The program itself gave the impression of being reliable and well-written, and for use at a simple level appeared to be quite powerful and effective. I can’t comment on how it compares with alternative methods.

Written support is available through the website and a Word manual which can be downloaded. Both of these were fairly superficial. I was unable to find ways of doing relatively simple things like deleting macros or clearing the Tree View window. Since there is a bewildering collection of new terminology in the program – schemas, RSS channels, Metabrowser Server Records, Local Catalogs, Harvest Control Lists – a glossary would be useful to explain in more detail what these are and under what circumstances they might be useful. As it was, I felt I had blundered into an advanced class when I needed an introductory one. There were a few spelling errors on the website, which was otherwise well-presented though fairly brief.

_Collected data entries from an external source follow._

PR #285, opened 2024-05-08
Additional flex view options

keeslinp:
Wired up some more existing masonry flex properties so they can be set on the flex view.

I was messing around with a dummy example to try out the v0.1 and noticed I couldn't easily center something because flex was only exposing direction not alignment/cross-alignment. It looked like all the logic already exists in masonry so it was just a matter of wiring it up. This is my first contribution so sorry if I missed some steps.

Sidenote: I didn't see any examples of testing that a view updates the underlying element so I am guessing that is still tbd. If someone has a suggestion for a good way to do that I am happy to try it out.

I'm also not sure what the etiquette is on adding/editing examples so I just included the example I was using to verify it worked but no stress if you want to remove it.

### DIFF
--- a/crates/xilem_masonry/examples/flex.rs
+++ b/crates/xilem_masonry/examples/flex.rs
@@ -8,26 +8,15 @@ use xilem::{
     MasonryView, Xilem,
 };
 
-struct AppState {
-    count: u32,
-}
-
-impl AppState {
-    fn decrement(&mut self) {
-        if self.count > 0 {
-            self.count -= 1;
-        };
-    }
-    fn increment(&mut self) {
-        self.count += 1;
-    }
-}
-
-fn app_logic(data: &mut AppState) -> impl MasonryView<AppState> {
+fn app_logic(data: &mut i32) -> impl MasonryView<i32> {
     flex((
-        button("-", AppState::decrement),
-        label(format!("count: {}", data.count)),
-        button("+", AppState::increment),
+        button("-", |data| {
+            *data -= 1;
+        }),
+        label(format!("count: {}", data)),
+        button("+", |data| {
+            *data += 1;
+        }),
     ))
     .direction(xilem::Axis::Horizontal)
     .cross_axis_alignment(CrossAxisAlignment::Center)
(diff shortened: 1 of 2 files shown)


DJMcNab (approved):
Thanks for the PR! This code all looks perfectly idiomatic.

I have not yet had a chance to test out the new example - I think adding a new example is very reasonable, whilst we're still in the early stages. I'll merge once I've run it, (or someone else can do the same)

crates/xilem_masonry/examples/flex.rs
```diff
@@ -0,0 +1,42 @@
...
+    view::{button, flex, label},
+    MasonryView, Xilem,
+};
+
+struct AppState {
+    count: u32,
+}
+
+impl AppState {
+    fn decrement(&mut self) {
```
DJMcNab, line 16: Looking at this code again - I'm not sure I like these two methods; I think these methods would probably just be closures inline in the `app_logic`.

It's nice to keep the examples light on ceremony

crates/xilem_masonry/examples/flex.rs
```diff
@@ -0,0 +1,42 @@
...
+    ))
+    .direction(xilem::Axis::Horizontal)
+    .cross_axis_alignment(CrossAxisAlignment::Center)
+    .main_axis_alignment(MainAxisAlignment::Center)
+}
+
+fn main() -> Result<(), EventLoopError> {
+    let data = AppState { count: 0 };
+    let app = Xilem::new(data, app_logic);
+    app.run_windowed("Demo".into())?;
```
DJMcNab, line 40: The window title here should probably be "centered flex"?

DJMcNab (commented):
Tried the example and it looks good. Just one small comment about code style for examples. For bigger examples we probably want to use this form.

screenshot of the demo.

crates/xilem_masonry/examples/flex.rs
keeslinp: Good call, this started out as my own demo that I copied in. Should I just nuke the counter logic altogether since this is just showing the layout?

keeslinp: This has been slimmed down considerably now

keeslinp:
> Tried the example and it looks good. Just some small comment about code style for examples. (For bigger examples we possibly do want to use this form of data with methods, but this is a very small example)
> 
> screenshot of the demo.


For future reference, should I include a screenshot in the initial PR description?

Philipp-M (approved):
> For future reference, should I include a screenshot in the initial PR description?

Would be great, but since that needs to be tested anyway, not necessary (to me at least).

Otherwise looks good.

(Should we just merge, or give @keeslinp Contributor rights to follow our policy?)

DJMcNab:
I'm going to just merge at this moment

PR #489, opened 2024-08-06
Fix non-standard textbox behavior in Windows

### LINKED ISSUE #465: xilem_web: Possible bug when using `.boxed` and changing type of HTML node
I think I found an issue when using `.boxed` combinator from #460 and using it to dynamically change the type of HTML element.

I created a minimal reproduction [here](https://github.com/casey/xilem-update-bug/blob/master/src/main.rs), which looks like this:

```rust
use xilem_web::{document_body, elements::html, interfaces::Element, App, DomView};

fn update(state: &mut bool) -> impl DomView<bool> {
    html::div((
        html::button("click me!").on_click(|state: &mut bool, _| *state = !*state),
        html::br(()),
        if *state {
            html::div("div!").boxed()
        } else {
            html::span("span!").boxed()
        },
    ))
}

fn main() {
    App::new(document_body(), false, update).run();
}
```

The boxed element keeps it's initial type and text, even when the button is clicked.

RagibHasin:


masonry/src/text/selection.rs
```diff
@@ -184,8 +184,16 @@ impl<T: Selectable> TextWithSelection<T> {
...
                         _ => Handled::No,
                     },
-                    winit::keyboard::Key::Unidentified(_) => todo!(),
-                    winit::keyboard::Key::Dead(_) => todo!(),
+                    winit::keyboard::Key::Unidentified(key) => {
+                        // TODO: figure out correct behavior
+                        tracing::warn!(?key, "got unidentified key, did not handle");
+                        Handled::No
+                    }
+                    winit::keyboard::Key::Dead(key) => {
```
DJMcNab, line 192: In selection code, there's no need to handle a dead key, so we can just use `Handled::No`

masonry/src/text/edit.rs
```diff
@@ -188,23 +188,18 @@ impl<T: EditableText> TextEditor<T> {
...
-                                // We have just added this character, so we are "affined" with it
-                                Affinity::Downstream,
-                            ));
-                            let contents = self.text().as_str().to_string();
-                            ctx.submit_action(Action::TextChanged(contents));
-                            Handled::Yes
+                            self.insert_text(event.text.as_ref().unwrap_or(c), ctx)
+                        }
+                        Key::Unidentified(_) => {
+                            if cfg!(windows) {
```
DJMcNab, line 194: Why is this `cfg!(windows)`? This at least needs an explanatory comment.

masonry/src/text/selection.rs
```diff
@@ -184,8 +184,16 @@ impl<T: Selectable> TextWithSelection<T> {
                         }
                         _ => Handled::No,
                     },
-                    winit::keyboard::Key::Unidentified(_) => todo!(),
-                    winit::keyboard::Key::Dead(_) => todo!(),
+                    winit::keyboard::Key::Unidentified(key) => {
+                        // TODO: figure out correct behavior
+                        tracing::warn!(?key, "got unidentified key, did not handle");
```
DJMcNab, line 189: I suspect that just doing `Handled::No` here is best.

It's bad form to log the keys that a user has input, in case they have e.g. tried to enter a password.

DJMcNab (commented):
This seems reasonable, thanks! Using the `text` field has been on my mental list of things to get around to, but I haven't been able to prioritise.

I've not tested the change myself yet. Will do so once review comments are handled.

masonry/src/text/edit.rs
RagibHasin: I actually don't know that. I almost exclusively use Windows and do not own a Mac. So I don't know what the behavior should be for Linux or macOS.

DJMcNab:
Can you please apply:
```patch
From d8f24005fb02dabb8b82837940fc2c192f480908 Mon Sep 17 00:00:00 2001
From: Daniel McNab <36049421+DJMcNab@users.noreply.github.com>
Date: Tue, 6 Aug 2024 17:31:11 +0100
Subject: [PATCH] Remove the conditional for windows

---
 masonry/src/text/edit.rs | 16 ++++------------
 1 file changed, 4 insertions(+), 12 deletions(-)

diff --git a/masonry/src/text/edit.rs b/masonry/src/text/edit.rs
index bf4b28dd..50e41a11 100644
--- a/masonry/src/text/edit.rs
+++ b/masonry/src/text/edit.rs
@@ -190,18 +190,10 @@ impl<T: EditableText> TextEditor<T> {
                         Key::Character(c) => {
                             self.insert_text(event.text.as_ref().unwrap_or(c), ctx)
                         }
-                        Key::Unidentified(_) => {
-                            // Ensures conformance with native Windows behavior in case some
-                            // key event hook sets unidentifed key code and some text for pickup
-                            if cfg!(windows) {
-                                event
-                                    .text
-                                    .as_ref()
-                                    .map_or(Handled::No, |c| self.insert_text(c, ctx))
-                                Handled::No
-                        }
+                        Key::Unidentified(_) => match event.text.as_ref() {
+                            Some(text) => self.insert_text(text, ctx),
+                            None => Handled::No,
+                        },
                         Key::Dead(d) => {
                             eprintln!("Got dead key {d:?}. Will handle");
                             Handled::No
-- 
2.45.2

```

Because you have chosen to create this PR from your default branch, I can't push to it

masonry/src/text/edit.rs
RagibHasin: Thanks!

RagibHasin: Thanks!

DJMcNab (approved):
Thank you! We are aware that this code will still have some janky and unexpected behaviour, but it's good to close some holes, anyway.

PR #491, opened 2024-08-06
xilem: Fix calc example (missing `flex` property)

### LINKED ISSUE #490: Regression in calc example
Here's what the calc example looks like in main branch right now (commit 99d61603):

image

A quick bisect tells me #487 is responsible for the regression.

My system is 64 bit PopOS 22.04.

Philipp-M:
Fixes #490

### DIFF
--- a/xilem/examples/calc.rs
+++ b/xilem/examples/calc.rs
@@ -192,6 +192,7 @@ fn app_logic(data: &mut Calculator) -> impl WidgetView<Calculator> {
             nums.map(|num| digit_button(num).flex(1.)),
             operator_button(operator).flex(1.),
         ))
+        .flex(1.0)
     };
     flex((
         // Display


jaredoconnell (approved):
Right when I saw the screenshot of the regression, I knew it was a missing flex call. Tested, and this fixes it.

xilem/examples/calc.rs
```diff
@@ -192,6 +192,7 @@ fn app_logic(data: &mut Calculator) -> impl WidgetView<Calculator> {
             nums.map(|num| digit_button(num).flex(1.)),
             operator_button(operator).flex(1.),
         ))
+        .flex(1.0)
```
DJMcNab, line 195: I would add this to the individual items, rather than inside the creation function.
That matches the existing items; the vertical `flex` is a property of the container the row is in, not inherent to the item itself.

Philipp-M: You're probably right...

PR #493, opened 2024-08-08
xilem_web: Add support for opacity in `svg::Fill` and dashes, opacity in `svg::Stroke`

Philipp-M:
Uses `ViewState` for a little bit of optimization (of allocations mostly).


DJMcNab (approved):

This probably should be used in an example

Philipp-M:
You're right, I've added it to the svgtoy example, and also added `stroke-dashoffset` support (also in in example).

PR #494, opened 2024-08-08
xilem_web: Change `events::OnResize` to be a `ResizeObserver`

Philipp-M:
Since [`on_resize`](https://developer.mozilla.org/en-US/docs/Web/API/Window/resize_event) on an `Element` is not really useful as it won't be called, we can reuse this event listener with a [`ResizeObserver`](https://developer.mozilla.org/en-US/docs/Web/API/ResizeObserver/ResizeObserver) on itself, to be actually useful.


xilem_web/src/events.rs
```diff
@@ -508,3 +507,109 @@ event_definitions!(
...
+    Callback: Fn(&mut State, web_sys::ResizeObserverEntry) -> OA + 'static,
+    V: View<State, Action, ViewCtx, DynMessage>,
+    V::Element: ElementAsRef<web_sys::Element>,
+{
+    type Element = V::Element;
+
+    type ViewState = OnResizeState<V::ViewState>;
+
+    fn build(&self, ctx: &mut ViewCtx) -> (Self::Element, Self::ViewState) {
+        ctx.with_id(ViewId::new(0), |ctx| {
```
DJMcNab, line 541: I wonder if it would be more idiomatic to use a different number here.

e.g. something like.
```rust
const ON_RESIZE_VIEW_ID: ViewId = ViewId::new(0x1234_ABCD);
```

Which might be slightly more likely to catch a mistake in a different view.

DJMcNab (approved):

xilem_web/src/events.rs
Philipp-M: Yeah makes sense, needed a `const` change in xilem_core. I applied that for all the event views now.

Philipp-M: And good, that I just tested this quickly before merging... I introduced a small bug (which is now fixed)...

xilem_web/src/events.rs
```diff
@@ -3,11 +3,13 @@
 
 use std::{borrow::Cow, marker::PhantomData};
 use wasm_bindgen::{prelude::Closure, throw_str, JsCast, UnwrapThrowExt};
-use web_sys::AddEventListenerOptions;
+use web_sys::{js_sys, AddEventListenerOptions};
 use xilem_core::{MessageResult, Mut, View, ViewId, ViewMarker, ViewPathTracker};
 
 use crate::{DynMessage, ElementAsRef, OptionalAction, ViewCtx};
 
+const ON_EVENT_VIEW_ID: ViewId = ViewId::new(0x2357_1113);
```
DJMcNab, line 11: Probably should have a doc comment here...

Philipp-M: I've added that in #493 (as I think a PR is overkill for this little change).

PR #496, opened 2024-08-09
Mason Only Add While Active

jaredoconnell:
It's jarring for the example to automatically add to the button count, so this makes it so it only increments while active is true.

### DIFF
--- a/xilem/examples/mason.rs
+++ b/xilem/examples/mason.rs
@@ -92,6 +92,8 @@ fn app_logic(data: &mut AppData) -> impl WidgetView<AppData> {
             button("Reset", |data: &mut AppData| data.count = 0),
             flex((fizz_buzz_flex_sequence, flex_sequence)).direction(axis),
         )),
+         // The following `async_repeat` view only exists whilst the example is in the "active" state, so
+         // the updates it performs will only be running whilst we are in that state.
         data.active.then(|| {
             async_repeat(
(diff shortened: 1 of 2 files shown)


DJMcNab (approved):
I'd probably prefer if we made the whole `async_repeat` block be toggled by this, to demonstrate the stopping and starting futures works.

jaredoconnell:
> I'd probably prefer if we made the whole `async_repeat` block be toggled by this, to demonstrate the stopping and starting futures works.

Thanks for the help. I've implemented this.

xilem/examples/mason.rs
```diff
@@ -92,18 +92,22 @@ fn app_logic(data: &mut AppData) -> impl WidgetView<AppData> {
...
-                loop {
-                    interval.tick().await;
-                    let Ok(()) = proxy.message(()) else {
-                        break;
-                    };
-                }
-            },
-            |data: &mut AppData, ()| data.count += 1,
-        ),
+        data.active.then(|| {
```
DJMcNab, line 95: We should have a quick comment here.
Something like:
```suggestion
         // The following `async_repeat` view only exists whilst the example is in the "active" state, so
         // the updates it performs will only be running whilst we are in that state.
        data.active.then(|| {
```

DJMcNab (approved):
Looks good! This should make the example much less jarring.

PR #497, opened 2024-08-09
Restore animation support - add `spinner` view

DJMcNab:
This is the smallest change possible to make animations work in Masonry.

Essentially, we treat every redraw as a potential animation frame, so that animations do work.

I've also added the `spinner` view in Xilem to test this out. The `state_machine` examples uses this.

This is work done for the variable fonts demo.

### DIFF
--- a/xilem/src/view/spinner.rs
+++ b/xilem/src/view/spinner.rs
@@ -1,0 +1,59 @@
+// Copyright 2024 the Xilem Authors
+// SPDX-License-Identifier: Apache-2.0
+
+use masonry::{widget, Color};
+use xilem_core::{Mut, ViewMarker};
+
+use crate::{MessageResult, Pod, View, ViewCtx, ViewId};
+
+pub fn spinner() -> Spinner {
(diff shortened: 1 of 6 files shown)


xilem/src/view/spinner.rs
```diff
@@ -0,0 +1,59 @@
...
+
+    fn rebuild<'el>(
+        &self,
+        prev: &Self,
+        (): &mut Self::ViewState,
+        _: &mut ViewCtx,
+        mut element: Mut<'el, Self::Element>,
+    ) -> Mut<'el, Self::Element> {
+        if prev.color != self.color {
+            // TODO: Don't duplicate the default colour from Masonry
```
PoignardAzur, line 41: Can you expand on that TODO?

PoignardAzur (approved):
LGTM.

Honestly, I'm surprised it's that simple.

jaredoconnell (approved):
Looks like it will need some polish in the future, but I tested this and it works.

PR #499, opened 2024-08-09
Fix doc links by either correcting the item name, or making these public

Philipp-M:
I don't think anything speaks against making the items public in masonry?


DJMcNab (approved):
The Xilem changes are definitely uncontroversial.

I don't think that `WorkerCtx` is really a useful type any more, but I also don't think it has any public API, so there's no harm in exposing it to remove it later.

PR #502, opened 2024-08-09
Cleanup of unnecessary tracing and "external" `.flex()` of `num_row` in the `calc` example

Philipp-M:


jaredoconnell (approved):
Tested. Works.
I don't have any background on the benefit of the info trace, so I don't have any comments on that removal.

Philipp-M:
That removal came because of [this](https://github.com/linebender/xilem/pull/428#discussion_r1711769519) comment. Thanks for the review!

PR #503, opened 2024-08-10
masonry: Remove ExtEvent, Promise, WorkerCtx, WorkerFn, SpawnWorker.

waywardmonkeys:
These either aren't used, aren't implemented, or are just stubs. A new implementation may or may not take the same approach given changes within the ecosystem, and if we want these back, they're in the history.


DJMcNab (approved):
I have long found these to be cluttering things up, and agree that they should go.

We could wait another day or so to see if we've missed a compelling to reason for these to stay, but I'd also be happy to just land this now..

PoignardAzur (approved):

PR #504, opened 2024-08-10
xilem_web: Make MessageThunk public

flosse:


flosse:
In order to send messages based on a JS callback, I need access to the `MessageThunk` to do something like this:

```rust
let thunk = ctx.message_thunk();
js_obj.on_event(move |ev|{
  let value = process_event(ev);
  thunk.push_message(JsMessage::Foo());
});
```

Philipp-M:
Yeah I guess we can export that, but expect things to break in the future.

flosse:
> Yeah I guess we can export that, but expect things to break in the future.

sure. But for now it would help in some situations :relaxed:

Philipp-M (approved):
Feel free to merge

PR #1011, opened 2025-06-02
[Draft] Refactor WidgetMut to remove parent_state reference

PoignardAzur:
This lets us remove the Drop impl for WidgetMut, which makes it easier to use without making the borrow checker mad.


PoignardAzur:
This is something I've thought about during RustWeek; smart references are much easier to use when they don't have a Drop impl (because the borrow checker doesn't assume that the reference will be mutated when dropped).

I'm not sure about the implementation I just pushed, though. I'm thinking the flags should probably be updated in the `update_widget_tree` pass. Documenting that might be a pain.

PR #1014, opened 2025-06-02
Split off most of Xilem into xilem_masonry crate

PoignardAzur:
This decouples "using Xilem with Masonry" from "using Xilem with winit".

The composition root is still Xilem, whose public API is mostly unchanged.

### DIFF
--- a/xilem/src/lib.rs
+++ b/xilem/src/lib.rs
@@ -13,7 +13,7 @@
 //! * Rendering is provided by [Vello][masonry::vello], a high performance GPU compute-centric 2D renderer.
 //! * GPU compute infrastructure is provided by [wgpu][masonry::vello::wgpu].
 //! * Text layout is provided by [Parley][masonry::parley].
-//! * Accessibility is provided by [AccessKit][] ([docs][accesskit_docs]).
+//! * Accessibility is provided by [AccessKit][] ([docs][::masonry::accesskit]).
 //! * Window handling is provided by [winit][].
 //!
 //! Xilem can currently be considered to be in an alpha state. Lots of things need improvements (including this documentation!).
@@ -88,7 +88,6 @@
 //! * [`lens`][crate::core::lens]: an adapter for using a component from a field of the current state.
 //! * [`memoize`][crate::core::memoize]: allows you to avoid recreating views you know won't have changed, based on a key.
 //!
-//! [accesskit_docs]: ::masonry::accesskit
 //! [AccessKit]: https://accesskit.dev/
 //! [Druid]: https://crates.io/crates/druid
 //! [Fontique]: https://crates.io/crates/fontique
--- a/xilem/README.md
+++ b/xilem/README.md
@@ -58,7 +58,7 @@ Masonry itself is built on top of a wide array of foundational Rust UI projects:
 * Rendering is provided by [Vello][masonry::vello], a high performance GPU compute-centric 2D renderer.
 * GPU compute infrastructure is provided by [wgpu][masonry::vello::wgpu].
 * Text layout is provided by [Parley][masonry::parley].
-* Accessibility is provided by [AccessKit][] ([docs][accesskit_docs]).
+* Accessibility is provided by [AccessKit][] ([docs][::masonry::accesskit]).
 * Window handling is provided by [winit][].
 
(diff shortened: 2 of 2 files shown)


PoignardAzur:
There's the issue with libdeflate again. I know it had something to do with hardcoded crate paths, but I can't find them again. I wish we documented that footgun better.

waywardmonkeys:
It would be nice to have feedback from @DJMcNab on this for the Xilem perspective.

But what's your long term goal here?

PoignardAzur:
The medium-term goal is to have:

- **masonry:** uses vello_api.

The program does not always behave in familiar ways: actions like inserting a line in the Meta Browser, which I instinctively looked for under the Edit menu, can only be carried out by right-clicking. Other menu choices, like Edit Current Record, didn’t seem to do anything (what else would I edit?) The program optionally reassigns the F1 key, which should be reserved for Help. Some drag-and-drop activities didn’t work although the mouse pointer indicated that they should, and some of the dialog boxes that come up in response to an action are baffling and don’t make it clear whether the user has succeeded or failed. And one particularly frustrating feature: after navigating all the way through a complex network in order to find and open a web page, I had to go back and do it all over again for the next one in the same directory. Applications should remember the location they were in last.

On a more general level I am disappointed with the program’s one-at-a-time approach to page editing. Most large websites are now moving over to a partially or wholly automatic system, where pages are generated as required from stored information, and it is hard to see how Metabrowser might be applied in this situation. Within its niche, though – creating and editing metadata from formalised structures on individual web pages – Metabrowser does its job well.

I would like to acknowledge the help of Bruce McLeod, the author of Metabrowser, in responding to an earlier draft of this article.